Inference of course requires (at least) a locally full up OWL ontology since that's the only modelling language that permits inference. Models also have to more closely resemble the shared "current best understanding" of reality (which is of course a moving target in a scientific domain) or the resulting inferences will be worthless, or at best amusing.

However, doing an ontology is a big deal (see The Joy of Ontology by Suzanna Lewis for a discussion). The increment of commitment that we're making here is decidedly non-trivial, especially if the domain that we are trying to model is of substantial size.

I think the clinical trial domain is a good example of substantial size. BRIDG took a long time to do, it is still undergoing revision and does not allow inference. I would argue that given the continued refinement of some of the base terms (sex and gender were recently updated), even if there was an ontology, hands-off inference is not something that lies in the near future, simply because the ground doesn't provide a sufficiently firm foundation.

Just for clarity -- this doesn't mean that turning loose an inferencing bot over a sufficiently sized test set would not yield interesting and perhaps even transformative results. It just means that the inferencing would be part of a web research project rather than a production operation.

I could be wrong on this (and gladly so), but I did live through AI winter an I can no longer utter the phrase "sufficiently smart compiler" without irony.

Tuesday, November 11, 2008

Semantic Interoperability: Adverse Events

When reviewing the Bridg Release 2.0 Static Elements report.RTF I did look in a bit of detail at the adverse event model.

Here's a summary:

The AdverseEvent
class is decribed as having the following connections and attributes


  • Association link from class PerformedProductInvestigation

  • Association link from class Subject

  • Association link to class AEOutcomeAssessmentRelationship
  • Association link to class AECausalityAssessmentRelationship
  • Association link to class AEActionTakenRelationship
  • Generalization link to class PerformedObservationResult

  • Association link from class PerformedProductInvestigation

  • Generalization of PerformedActivity adding an evaluationMethodCode attribute; PerformedActivity captures the duration of the activity

  • Association link from class Subject -- the clinical subject (An entity of interest, either biological or otherwise.)
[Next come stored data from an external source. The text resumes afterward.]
PR #315, opened 2015-09-23
Remove jobs offers board

carpodaster:
As discussed a few weeks ago, the RGSoC Teams App is not the right place to promote job offers: it lacks visibility, job offers should go to the community mailing list instead.

@sareg0 We currently have one published job offer. Merging this PR will delete it, are you ok with that?


sareg0:
*sniff sniff* bye bye jobs board.

PR #316, opened 2015-09-24
DRYs up team table views

roosdebildt:
Moves duplicate code into partial. This issue was raised by one of the former sprints of Team Cheesy working on the supervisor dashboard (unfortunately I cannot find back which PR it exactly was).

### DIFF
--- a/app/views/teams/_table.html.slim
+++ b/app/views/teams/_table.html.slim
@@ -9,7 +9,7 @@ table.table.table-striped.table-bordered.table-condensed
       th = role.capitalize
     th Conferences
     th Location
-    - if current_user.roles.includes?('organizer')
+    - if current_user.admin?
       th Last checked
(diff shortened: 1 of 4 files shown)


app/views/teams/_table.html.slim
```diff
@@ -0,0 +1,33 @@
...
+      - @display_roles.each do |role|
+        td
+          ul
+            - team.send(role).each do |user|
+              li.user
+                = avatar_url(user, size: 20)
+                = link_to(user.name_or_handle, user)
+      td = links_to_conferences(team.members.map(&:conferences).flatten.uniq).join(', ').html_safe
+      td = team.students_location
+      - if current_user.roles.includes?('organizer')
```
carpodaster: This does not work as intended: `User#roles` returns a list of `Role` instances; comparing them with the string `"organizer"` will never be true. What you want it is `current_user.admin?`

PR #318, opened 2015-09-28
Simple Notepad in Dashboard

F3PiX:
Simple notepad added, and adjustments in UX.

### DIFF
--- a/app/controllers/supervisor/notes_controller.rb
+++ b/app/controllers/supervisor/notes_controller.rb
@@ -1,0 +1,38 @@
+class Supervisor::NotesController < Supervisor::BaseController
+
+  def index
+  end
+
+  def create
+    # @notepad = Note.find_by(id: current_user.id)
+    # if @notepad.save
+    #   redirect_to supervisor_dashboard_path
+    # else
+    #   puts " NOOOOOOOOOOOOOOOOOOOOOOOOOOOOOOOOOOOOOOOOO dream on"
+    # end
+  end
+
+  def show
+  end
+
+  def edit
+  end
+
+  def update
+    @notepad = Note.find_by(id: @current_user.id)
+      if @notepad.update(notepad_params)
+          redirect_to supervisor_dashboard_path
+      else
+        puts "................NO Update <<<<<<<<<<<<<<<<<<<"
+        #what to do here?
+      end
+  end
+
+
+  private
+
+    def notepad_params
+      params.require(:note).permit(:body).merge(id: @current_user.id)
+    end
+
+end
--- a/app/controllers/supervisor/notes_controller.rb
+++ b/app/controllers/supervisor/notes_controller.rb
@@ -1,8 +1,8 @@
 class Supervisor::NotesController < Supervisor::BaseController
 
   def update
-    @notepad = @current_user.notepad
-    @notepad.update(notepad_params)
+    notepad = @current_user.notepad
+    notepad.update!(notepad_params)L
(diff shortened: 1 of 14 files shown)


app/models/user.rb
```diff
@@ -141,6 +141,10 @@ def current_student?
       student.any?
   end
 
+  def notepad
```
carpodaster: I'm not sure if I like adding `User#notepad` when it only applies to supervisor-users. I would love User have no knowledge of `Note` whatsoever. Could you move the `find_or_create` to the `Note` class and update the Supervisor::NotesController#update accordingly?

app/controllers/supervisor/notes_controller.rb
```diff
@@ -0,0 +1,15 @@
+class Supervisor::NotesController < Supervisor::BaseController
+
+  def update
+    notepad = @current_user.notepad
+    notepad.update!(notepad_params)L
```
carpodaster: The "L" shouldn't be there

app/views/supervisor/dashboard/index.html.slim
```diff
@@ -1,30 +1,43 @@
...
+                  .performance-icon = render 'orange'
+                td
+                  '= Needs Tender Loving Care
+              tr
+                td
+                  .performance-icon = render 'red'
+                td
+                  '= Red alert
+          div.col-sm-6 class=("col-lg-4 padding" if supervised_teams.count > 2)
+            = simple_form_for @current_user.notepad, url: supervisor_notes_path do |f|
```
carpodaster: It's better to access the `@current_user` w/o the @, ie. via its corresponding helper method.

app/controllers/supervisor/notes_controller.rb
```diff
@@ -0,0 +1,15 @@
+class Supervisor::NotesController < Supervisor::BaseController
+
+  def update
+    notepad = @current_user.notepad
```
carpodaster: It's better to access the `@current_user` w/o the @, ie. via its corresponding helper method.

config/routes.rb
```diff
@@ -80,9 +80,11 @@
   end
 
   get 'supervisor', to: 'supervisor/dashboard#index'
+  patch 'supervisor/notes', to: 'supervisor/notes#update'
   namespace :supervisor do
     get 'dashboard', to: 'dashboard#index'
     resources :comments, only: [:index, :create]
+    resources :notes
```
carpodaster: is this needed with the `patch` statement in place 4 lines above?

db/migrate/20150928180532_add_user_id_to_notes.rb
```diff
@@ -0,0 +1,5 @@
+class AddUserIdToNotes < ActiveRecord::Migration
+  def change
+    add_column :notes, :user_id, :integer
```
carpodaster: The foreign key should also have an index. Admittedly, the table won't go Big Data anytime soon, but it's good to make a habit out of it.

carpodaster:
Hi! I've made a few comments. Could you also add one or two screenies to illustrate what it looks like?

roosdebildt:
Screenshot (sorry I forget that all the time!):

screen shot 2015-09-28 at 18 10 22

F3PiX:
@carpodaster

F3PiX:
Aaaaaand back to you @carpodaster.

carpodaster:
:tada:

PR #321, opened 2015-10-25
Add Contibutor Covenant v1.2 Code of Conduct

carpodaster:
I chose the [Contributor Covenant](
http://contributor-covenant.org/) over the [RGSoC CoC](http://railsgirlssummerofcode.org/about/code-of-conduct/) as I find the CC CoC less verbose for an OSS project. What do you think?

Also, shall we link to the RGSoC CoC?

### DIFF
--- a/CODE_OF_CONDUCT.md
+++ b/CODE_OF_CONDUCT.md
@@ -1,0 +1,22 @@
+# Contributor Code of Conduct
+
+As contributors and maintainers of this project, and in the interest of fostering an open and welcoming community, we pledge to respect all people who contribute through reporting issues, posting feature requests, updating documentation, submitting pull requests or patches, and other activities.
+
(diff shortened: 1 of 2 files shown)


alicetragedy:
I like this and completely agree with you over the topic of verbosity. Contributor Covenant was created especially with OSS projects in mind, which makes it a good fit for us. I also see no necessary need for linking to the RGSoC CoC :shipit: 
Question: do you think we should also add it to the `summer-of-code` repo? I know that we have the CoC on the website, but I see it as being for the program itself and not necessarily in the context of contributions to the site as an OSS project – maybe it's not clear for someone checking out the repo that we have a CoC at all..

sareg0:
yes, +1 for a code specific to contributions, for all the reasons outlined. I'm good to push this through.

carpodaster:
> Question: do you think we should also add it to the summer-of-code repo? I know that we have the CoC on the website, but I see it as being for the program itself and not necessarily in the context of contributions to the site as an OSS project – maybe it's not clear for someone checking out the repo that we have a CoC at all..

Yes, let's add it to the GH Page repo as well!

ramonh:
This is great, thank you @carpodaster!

  • Association link to class AEOutcomeAssessmentRelationship
    links the AE to an observation
    For example, recovered/resolved, recovering/resolving, not recovered/not resolved, recovered/resolved with
    sequelae, fatal or unknown

  • Association link to class AECausalityAssessmentRelationship
    links the ae to an observation.
    For example, when an adverse event occurs, a physician may evaluate interventions that may have caused the
    adverse event.

  • Association link to class AEActionTakenRelationship.
    Specifies the link between an adverse event and the steps performed to address it.
    For example, study dose reduced, protocol treatment change, etc.

  • Generalization link to class PerformedObservationResult
    links all observations/protocol deviations etc together with a report.
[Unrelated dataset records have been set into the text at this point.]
PR #330, opened 2015-11-30
Add form to create a project proposal

ramonh:
This adds the `C` in the `CRUD`. :)

The form can submit and create a new project proposal. The form then redirects to the project list

### DIFF
--- a/app/controllers/projects_controller.rb
+++ b/app/controllers/projects_controller.rb
@@ -3,6 +3,7 @@ class ProjectsController < ApplicationController
   before_action :login_required, only: [:new]
 
   def new
+    @project = Project.new
   end
 
   def index
--- a/app/controllers/projects_controller.rb
+++ b/app/controllers/projects_controller.rb
@@ -10,4 +10,25 @@ class ProjectsController < ApplicationController
     @projects = Project.all
   end
 
+  def create
+    @project = Project.new(project_params)
+
+    @project.submitter_id = current_user.id
+    respond_to do |format|
+      if @project.save
+        format.html { redirect_to projects_path, notice: 'Project was successfully submitted.' }
+      else
+        format.html { render action: :new }
+      end
+    end
+  end
+
+  private
+
+  def project_params
+    params.require(:project).permit(
+      :name, :mentor_name, :mentor_github_handle, :mentor_email,
+      :url, :description, :issues_and_features, :beginner_friendly
+    )
+  end
 end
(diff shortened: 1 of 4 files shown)


ramonh:
@carpodaster would you mind taking a look at this please?

app/controllers/projects_controller.rb
```diff
@@ -3,10 +3,32 @@ class ProjectsController < ApplicationController
...
   end
 
   def index
     @projects = Project.all
   end
 
+  def create
+    @project = Project.new(project_params)
+
+    @project.submitter_id = current_user.id
```
carpodaster: A taste thing, but I prefer to assign high level objects instead of IDs for AR associations. In this case: `@project.submitter = current_user`

app/views/projects/new.html.slim
```diff
@@ -2,5 +2,25 @@ nav.page
...
+  = f.input :description, wrapper_html: { class: 'col-md-6' }
+  = f.input :issues_and_features, wrapper_html: { class: 'col-md-6' }
+  = f.input :beginner_friendly, wrapper_html: { class: 'col-md-6' }
+
+  .actions
+    ul.list-inline
+      li = f.submit 'Submit', class: 'btn btn-success'
+      li = link_to 'Cancel', @user, class: 'btn btn-default btn-sm'
 
 img src="https://media.giphy.com/media/F8oLZ6P5WCAbS/giphy.gif"
```
carpodaster: Oh, could you remove my placeholder pls? :wink:

carpodaster:
@ramonh sorry for the delay and thank you for the PR! I've made two tiny comments. Feel free to merge! :)

ramonh:
No worries, @carpodaster. Thank you so much for the feedback! I'll make those changes and merge

app/controllers/projects_controller.rb
ramonh: Quick question for future reference: Should I squash these adjustments?

carpodaster: Short answer: I don't think we need to. 

Longer answer: I would really love to see squashed commits when there was a lot of noise due to some exploration – for instance when students are working on the app. But squashing commits is scary and no student should be bothered with it, hence: nope, let's not squash commit. :)

ramonh: Okeydokey, I'll keep that in mind. Thank you for your insight! :+1:

Issue #335, opened 2015-12-06
Improve header nav (mobile)


alicetragedy:
The header nav on mobile definitely needs some :heart: (see screenshot, which is what happens when clicking on the burger menu)
This is a low-priority issue, but still worth noting. I might be able to take a look at this next week but if anyone else wants to jump on this issue, feel free to do so!

<img width="679" alt="screen shot 2015-12-06 at 14 10 19" src="https://cloud.githubusercontent.com/assets/3143348/11613502/9c4e7bac-9c23-11e5-8381-c31a5f81a88c.png">

F3PiX:
Hi @alicetragedy ! I have the exact same problem in my current pet project. I surely want to take this one, if you think it is doable for me? And maybe you point me in the right direction?

alicetragedy:
Hi @F3PiX! For sure, I've assigned you to it as I'm absolutely certain that it's doable for you :+1: I will not be online much in the next few days, but ping me if you're stuck and I will get back to you about it :)

beanieboi:
did #358 fix the issue? i try to lean some CSS so i was looking at the issues tagged with "styling" :)

alicetragedy:
oops! thanks for asking @beanieboi — #358 did indeed solve the problem so I'm going to close this now. :) feel free to ping me if you want to pair on something css-related with me! :sparkles:

beanieboi:
@alicetragedy totally! would love to do that! i will look at some CSS issues and try to work on them and try to do as much as i can to learn. when i'm stuck, i'll ping you on slack so we can schedule something? does work for you? :sparkler:

alicetragedy:
@beanieboi sounds perfect! 👯

PR #358, opened 2015-12-25
Improve header nav (mobile)

F3PiX:
- [x] Step 1: Added navbar-default class to header.
- [x] Step 2: Restore regular menu

Issue #335

### DIFF
--- a/app/views/layouts/_header.html.slim
+++ b/app/views/layouts/_header.html.slim
@@ -10,8 +10,8 @@ section#header
 
     div.row
       div.col-xs-offset-7.col-xs-5.col-md-offset-4.col-md-8
-        nav.top
-          ul class="navbar-default collapse navbar-collapse" id="menu"
+        nav.top class="navbar-default collapse navbar-collapse" id="menu"
+          ul
             - if Season.projects_proposable?
               li class="announcement"
                 = link_to 'Submit your Project', new_project_path
--- a/app/views/layouts/_header.html.slim
+++ b/app/views/layouts/_header.html.slim
@@ -10,26 +10,27 @@ section#header
 
     div.row
       div.col-xs-offset-7.col-xs-5.col-md-offset-4.col-md-8
-        nav.top class="navbar-default collapse navbar-collapse" id="menu"
-          ul
-            - if Season.projects_proposable?
-              li class="announcement"
-                = link_to 'Submit your Project', new_project_path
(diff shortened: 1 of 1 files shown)


F3PiX:
@alicetragedy 
I added `navbar-default` class to the header. Now, it pushes the text out of the way. Is this the way you want to go?

Also, the regular menu is messed up now.

alicetragedy:
@F3PiX sorry for getting back to you so late. I finally managed to take a look and yes, I think that's the way we could go. It looks good for the mobile version :)
The next step is as you outlined above to restore the regular menu. If I recall correctly the [bootstrap documentation](https://getbootstrap.com/components/#navbar) should be of great help.

alicetragedy:
I am still looking into it @F3PiX but: I realised that first and foremost, in order to change it, the `navbar-default` should be moved out of the `ul` class (for example, into `nav.top`). 
After that, you can add a `background-color` to it. 
I think the only way to override the color of a `navbar-default` is to also add 
```
background-image: none
background-repeat: no-repeat
```
However there's still a couple of strange things happening with the css (the collapse will pick up that red color, which I am not sure we want). An alternative would be to create a `navbar-custom` class in the css (it will be the color of the navbar we currently have) and add to that extra specifications for the `collapse` (drop down menu). 

Maybe try some stuff around with the info above, I'll also dig deeper into it from my end and see if there's some totally obvious way I have not considered.

F3PiX:
Just moving the nav_bar + menu id out of the ul did the trick! 
Regarding the other problems: I would very much not try to solve that myself. It is way over my head.  Okay? One question though: wouldn't most of the (new) problems be solved if we replace the 'header'  by a regular bootstrap navbar? At the least, I suppose Bootstrap will take good care of the dropdown menu.

alicetragedy:
@F3PiX that's okay, I understand :)
so, it only took one more change for it to work properly (with your restoring the change, the menu was stuck collapsed in responsive view): the `collapse` class needed to be moved outside of the unordered list into its own div. I've also added `role="navigation"` to improve accessibility. 
This should now work properly as intended, and I think we can merge the PR. Great work Maud!! :tada:

F3PiX:
:8ball: Sorry I missed that. Glad to have you watching my back! :bow:

alicetragedy:
No worries! I think we were each other's rubber ducks ;)

Issue #225, opened 2015-05-26
Create bogus test data for local development


carpodaster:

alicetragedy:
+1 on this – it would be amazing, especially when it comes to the application process, and it would make it so much easier for everyone to contribute. yayy! :+1:

sareg0:
totes, it's a problem we had in trying to mess about with stuff

carpodaster:
Switched assignee as @F3PiX is already hard at work on this.

Maud, if you want to go an extra mile, you can make FactoryGirl work in development (currently only loaded for the test env) and use the defined factories in `seed.rb`.

The good thing: the defined factories are tested, the contents in `seed.rb` are not. Should our schema change or validations be added, logic `seeds.rb` is likely to break first. Factories are adapted more frequently.

F3PiX:
O that sounds interesting. I will look into that. 
(The seeding I am doing now is basically to get a feel for the app.)

F3PiX:
What seeds do we need most?
[ ] Filled in application forms
[ ] Teams (we do have user seeds, but they are not yet in teams)
[ ] ?

alicetragedy:
@F3PiX maybe filled in projects as well (the application process now involves selecting an approved project from a dropdown menu, so one or two projects should be available).

carpodaster:
@alicetragedy @F3PiX all of the above :wink: 

* An unaccepted team
* An accepted team
* A accepted, but voluntary team
* An application draft, unsubmitted
* An application draft, completed
* A  `proposed` project
* An `accepted` project
* A `rejected` project

F3PiX:
:sparkles: Thnx

alicetragedy:
Would be great to have this in time for the start of the program this year, so that if there is a team working on the teams app, they can get set up more easily.

carpodaster:
Hello @F3PiX – are you still working on this or do you have a branch that someone else can continue working on? The SoC starts in approx. two weeks and it would be nice to make the setup of a local teams app installation as easy as possible

carpodaster:
Done thanks to the amazing work of @F3PiX !

PR #370, opened 2016-02-10
WIP Update FFaker gem, now with CheesyLingo

F3PiX:
This version of the FFaker gem includes CheesyLingo. CheesyLingo is added to FFaker by Team Cheesy during Summer of Code 2015 :-)

Before I go further with implementing some seeds with cheesy FFaker fun : is this a good idea?  
Related to #225

### DIFF
--- a/Gemfile
+++ b/Gemfile
@@ -48,7 +48,7 @@ group :development, :test do
   gem 'factory_girl_rails'
   gem 'database_cleaner'
   gem 'byebug', require: !ENV['RM_INFO'] #require parameter is workaround for RubyMine with Rails ~> 4.1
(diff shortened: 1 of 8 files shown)


carpodaster:
Hehe, thanks @F3PiX  :smile: 

> Before I go further with implementing some seeds with cheesy FFaker fun : is this a good idea?

I'd say if there's new bogus data coming up (re: #225) then sure! Further rewriting existing factories is probably overdoing it.

F3PiX:
Haha, we could argue that CheesyLingo itself qualifies as overdoing it :-) Yes, I will work on the bogus data. Thanks, Carsten.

The AE itself has the attributes:
  • gradeCode

  • severityCode
  • seriousnessCode

  • occurrencePatternCode
  • unexpectedReasonCode

  • expectedIndicator

  • highlightedIndicator
  • hospitalizationRequiredIndicator

  • onsetDate
  • resolutionDate

The end result is a structure that has a formal relationship that is well thought out, should cover all situations and permits systems to interoperate.
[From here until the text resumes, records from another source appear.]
Issue #365, opened 2016-02-03
Application process: Remove requirement of coaches' comments


carpodaster:
Remove 'why successful' field.

Q: Allow students to fill in the »How much time are your coaches packin'?« question or shall we remove it alltogether?

F3PiX:
From my experience, it is a) hard for students to foresee the availability of their coaches , and b) it is hear-say, so it is hard to compare between applications. On the other hand, it may be handy to ask the coaches directly how they see their commitment. We had very committed coaches, but came nevertheless coaching hours short, especially at times when some of the coaches were out of town.

ramonh:
Tricky indeed. I wonder, would it perhaps be wise to advise coaches before confirming their involvement, perhaps in the form of a checkbox, that they need to be as available as possible? Perhaps this could resolve itself as we make coaches more involved in the overall communication this time around.

In any case, I'll happily handle the removal of this field.

carpodaster:
Having meditated on this for a while now I'm in favor of leaving coaches out of the application process alltogether, save the fact that they have to accept being part of the team in the first place.

As @F3PiX pointed out, it's very difficult to estimate how much time will be available anyway so whatever is being entered may not be valid anymore come summer. Or could be fake in first place ;)

Very welcome side-effect: reducing another access level (i.e. 'coach') should also simplify the programming behind the application process.

ramonh:
Sounds good! I'll go ahead and remove both fields, then.

alicetragedy:
@carpodaster does this mean we are not entering any values that refer to the coaches' availability in the form at all? (fine with me, am just checking for guide update purposes)

carpodaster:
@alicetragedy ah, good that you have The Guides™ in mind. Ooops.

The only bit of information we could us is their general level of support, e.g. having a "coaching company" or some office space. I don't think we explicitely ask for that, or do we?

So my proposal is as follows:

* Do not enable / require to edit the application draft anmore
* Remove "why will this team be successful?"
* Remove "how many hours per week?"
* Make sure that we gather information about their general support structure

alicetragedy:
:+1: for removing ALL THE THINGS
when you write "Make sure that we gather information about their general support structure" do you mean that the coaches will be entering this somewhere? Or would you see this as the students' job? 
I believe this is info which the students/team could provide, if we really want to make the application non-editable by the coaches and have a hands-off approach (ie. we have the support of a coaching company/we have an office space in mind).
[...]

PR #371, opened 2016-02-10
Remove the fields to be filled in by coaches from the application process

ramonh:
This addresses #365.

The coach fields 'How many hours are you available for?" and "Why do you think this team will be successful?" Are removed with this.


carpodaster:
Awesome, thank you!

Issue #372, opened 2016-02-11
Increase session timeout for Github logins


F3PiX:
When we were working on the Supervisor Dashboard during SoC2015, some of the supervisors told us about annoyances with Github Authentication:
1 having to authenticate w GitHub "all the time" (which boiled down to: every day or every few days)
2 after auth w GitHub, you are not returning to the page where you came from

#1 Not sure if this managed by GitHub. If not, it can be managed by Devise (AFAIK): is it okay to extend the time-out (the user session without activity) to 1 or 2 days?

#2 We should redirect back to previous page.

alicetragedy:
I think Nr. 2 is definitely a huge priority. Thanks for adding this! 👍

anikalindtner:
AFIAK @carpodaster said that we can't do anything about the redirect to the previous page since that's handled by the GH auth thing? I also find this super annoying and would love to have this different.

carpodaster:
Ohai. I have may have just fixed no. 2 :relaxed: 

If no. 1 was reported as being annoying during the summer we should definitely fix it. It would be super-nice if you could work on that, Maud. Especially because I have no idea about devise's internals :grin:

alicetragedy:
Carsten's :sparkles: magical dev powers :sparkles: 

![tumblr_m9dlcwp2yr1qiyseco3_250](https://cloud.githubusercontent.com/assets/3143348/12989968/085e07d6-d108-11e5-8b14-13e311861614.gif)

anikalindtner:
WHOAA

F3PiX:
:bow:

beanieboi:
@F3PiX let me know if #373 fixed the issue, hopefully we can close this then :)

F3PiX:
Hi @beanieboi, I don't know how to check if it is fixed. I never had this issue myself. It _sounds_ like it is solved though ;-)

alicetragedy:
@carpodaster seems like the "redirect after login" issue is still not fixed — at least it seems like it doesn't work with the https://teams.railsgirlssummerofcode.org/apply link, which is a bummer because I would love to link to the application page directly from ie. the application guide. Right now, the "blogs" as an index page for the teams app (which is the page we link to by default, and the page which is shown by default when logging in) seem to be pretty confusing for most students applying. I'll investigate further, to see if there's anything we've overlooked..

alicetragedy:
I think we can close this!!!! :tada: :confetti_ball: :raised_hands:

PR #373, opened 2016-02-13
extend session validity

beanieboi:
as mentioned in #372. you get logged out after you close your browser. this extends the validity of the session to 1 week (just picked something random) and will also extend the session every time you visit.
if you visit the site, say, every day. it will never expire. if you are on vacation for 2 weeks, your session will time out and you have to login again.

### DIFF
--- a/config/initializers/session_store.rb
+++ b/config/initializers/session_store.rb
@@ -1,3 +1,6 @@
 # Be sure to restart your server when you modify this file.
 
-Rails.application.config.session_store :cookie_store, key: '_rgsoc-teams_session'
+Rails.application.config.session_store(:cookie_store, {
+  key: '_rgsoc-teams_session',
+  expire_after: 1.week
+})


carpodaster:
Thanks @beanieboi !

Are you sure this solves the auto-logout issue? I was thinking that a session cookie does not expire at all as long as there is no `expires_after` key. I was thinking that we devise is responsible for the overly early timeout.

beanieboi:
hey @carpodaster 

a session cookie expires when you close the browser. it's only valid for as long as you keep the browser (your session) running.

adding the `expires_after` converts the `_rgsoc-teams_session` cookie into a real cookie with a expire date in 1 week from now. but rails adds some automatic here. it updates the expire date every time you visit the page. if you visit the page today it will set the expire date to 7 days from now. if you visit the page again in 2 days from now, it will update the expire date again to 7 days from the page visit. this means if you visit the page every day the cookie will never expire. if you don't come back for over 7 days. you need to login again.

does that make sense? :D

carpodaster:
Yeah, it does make sense :)  My confusion stems from the fact that we're using cookie-based session management already. I know that closing the browser resets the session but I am not sure if this is the reason behind the reported logouts: I rarely ever close my browser (I close the laptop lid and continue where I left next time) but I do get these logouts as well. I cannot tell how often, though.

F3PiX:
@beanieboi Great! 
Do you happen to know if GitHub is managing session duration by itself in its OAuth access API? As I understood, every Oauth 'destination app' decides on some of its own settings when allowing access by OAuth. But I found no further details.

beanieboi:
@F3PiX @carpodaster hiiii!

we have to distinguish between 3 session here. 

- one session is the session of the teams app
- one session is the OAuth session. AFAIK the GitHub OAuth token has no expiration. this means the OAuth token we get back from GitHub can be used until it's manually revoked by the user. i don't know the teams app that good but if we use GitHub OAuth only for login this doesn't need to bother us since we only ask the GitHub OAuth API.
- one session is the session on GitHub.com, we can't control this one

When you are logged in with the teams app right now, you get logged out when you are closing the browser and you have to sign in with GitHub again. What is possible here is that you are also logged out of GitHub. so you actually have to perform 2 logins. in order to login to the teams app you now have to login into GitHub.
this PR will only fix the issue that you get logged out of the teams app and you can use the teams app without login in that often.

carpodaster:
Alright, let's get to merrrrge! Thanks a lot @beanieboi !

beanieboi:
:heart_eyes_cat:

F3PiX:
:sparkles:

In my mind, this is not the same as assuring semantic interoperabillity. For semantic interoperability to really occur, the grade codes must be comparable across sites, hospitalization criteria must be identical (or at least commensurable) etc.. Achieving this comparability requires continuing education and harmonization efforts, constant feedback of metrics to practitioners etc.. It therefore represents a much higher bar.

This is not in any way a criticism of BRIDG. You need something like BRIDG -- a well vetted industry standard -- to be even be able to begin such an attempt. However, true semantic interoperability involves not only the structure of the data, but the data itself.